--- DATA FOR ANALYSIS ---
PR #593, opened 2016-12-19
Switch to semantic versioning

egorpugin:
@theraysmith @zdenop 

This PR replaces all 4.00.00 version numbers to 4.0.0.
The idea is to follow semantic versioning since 4.0.0 branch. https://semver.org
Following git tags should be also named as `X.Y.Z[-name]`, e.g. `4.0.0`, `4.0.1`, `4.0.0-beta`, `4.0.0-rc.1` etc.

### DIFF
--- a/.gitignore
+++ b/.gitignore
@@ -75,4 +75,7 @@ kernel*.bin
 /.cppan
 /cppan
 /*.dll
+/*.lib
+/*.exe
+/*.lnk
 /win*
--- a/.travis.yml
+++ b/.travis.yml
@@ -27,14 +27,14 @@ before_install:
   
   - if [[ $OSX ]]; then brew update; fi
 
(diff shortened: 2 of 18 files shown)


Shreeshrii:
@egorpugin Isn't it better to change to the new versioning scheme while 4.0 is still in development branch?

Does @zdenop need to change the git tag?

egorpugin:
No need to change old git tags (even 4.00.00alphas), but we need to decide versioning until release.

Shreeshrii:
@jbreiden @AlexanderP 

Should this be implemented before Ubuntu freeze?

AlexanderP:
@Shreeshrii  
I think not.

egorpugin:
This was applied with other commits/PRs.

PR #413, opened 2025-05-06
Bugfix - Fix failing Apply E2E tests

wjrm500:
### Description

These tests have been failing since [basic auth was added to Form Runner](https://github.com/communitiesuk/digital-form-builder-adapter/pull/178). This is because the `continue_application` function, which redirects users to the Form Runner, is core to Apply.

By switching `FORMS_SERVICE_PUBLIC_HOST` from a Copilot variable to a secret, we can store a basic auth-embedded version of the Form Runner URL in the AWS Parameter Store, meaning we can automate our way through the authentication barrier. As a byproduct, Apply users in pre-prod environments will also be spared the pain of basic auth. As the main point of basic auth is to block web crawlers, this seems okay.

### Linked TODOs

We will need to add a secret `FORM_RUNNER_EXTERNAL_HOST` to all pre-prod environments - Dev, Test and UAT. This URL will be `https://${BASIC_AUTH_USERNAME}:${BASIC_AUTH_PASSWORD}@application-questions.access-funding.${COPILOT_ENVIRONMENT_NAME}.communities.gov.uk`.


nuwan-samarasinghe (approved):
Nice change

samuelhwilliams (approved):

PR #415, opened 2025-05-07
Migrate remnant levellingup->communities

samuelhwilliams:
https://mhclgdigital.atlassian.net/browse/FSPT-350

This excludes domains in our copilot manifests and email addresses, which may need a bit more effort to translate and so I'll do those separately.


gidsg (approved):
Looks good. I think the main service manifest should be simplifiable now, as some of the alias overrides are duplicative.

PR #417, opened 2025-05-08
Address UnboundLocalError on `search_params`

samuelhwilliams:
https://funding-service-design-team-dl.sentry.io/issues/6529261650

If a user tries to hit `/account` page without passing through a fund/round query param, `search_params` has not been defined and we get a 500 error page.

This fixes that by returning a 404 instead.

I don't believe users are ever directed to /account without URL params, so it seems to mostly happen from an edge-case or URL hacking. It's maybe better for them to get a 404 page than a 500 page. And less noisy for us.

Ideally we'd fix this properly by having an /account page that works with no params - but I leave that as an exercise for the future, if we deem it worth doing.


sc15zs (approved):
Indeed much nicer to get a _Page not found_ than a _Sorry, there is a problem with the service_.
👍

PR #425, opened 2025-05-14
Rename levellingup emails to communities

samuelhwilliams:
https://mhclgdigital.atlassian.net/browse/FSPT-350

All emails sent to @levellingup are delivered to @communities (behind the scenes this was always done as a mail alias). We are no longer DLUHC, so let's scrub these remaining levellingup references.

We've updated the email reply-to addresses in Notify already. The reply-to IDs have not changed.


hamzabinkhalid (approved):

samuelhwilliams:
Doing a test release on dev env 👍

samuelhwilliams:
All went well in dev - will merge and sort this all tomorrow morning 👍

--- YOUR GOAL ---
Across the whole listing, show each line where the word "tests" occurs.

--- OUTPUT ---
Bugfix - Fix failing Apply E2E tests
These tests have been failing since [basic auth was added to Form Runner](https://github.com/communitiesuk/digital-form-builder-adapter/pull/178). This is because the `continue_application` function, which redirects users to the Form Runner, is core to Apply.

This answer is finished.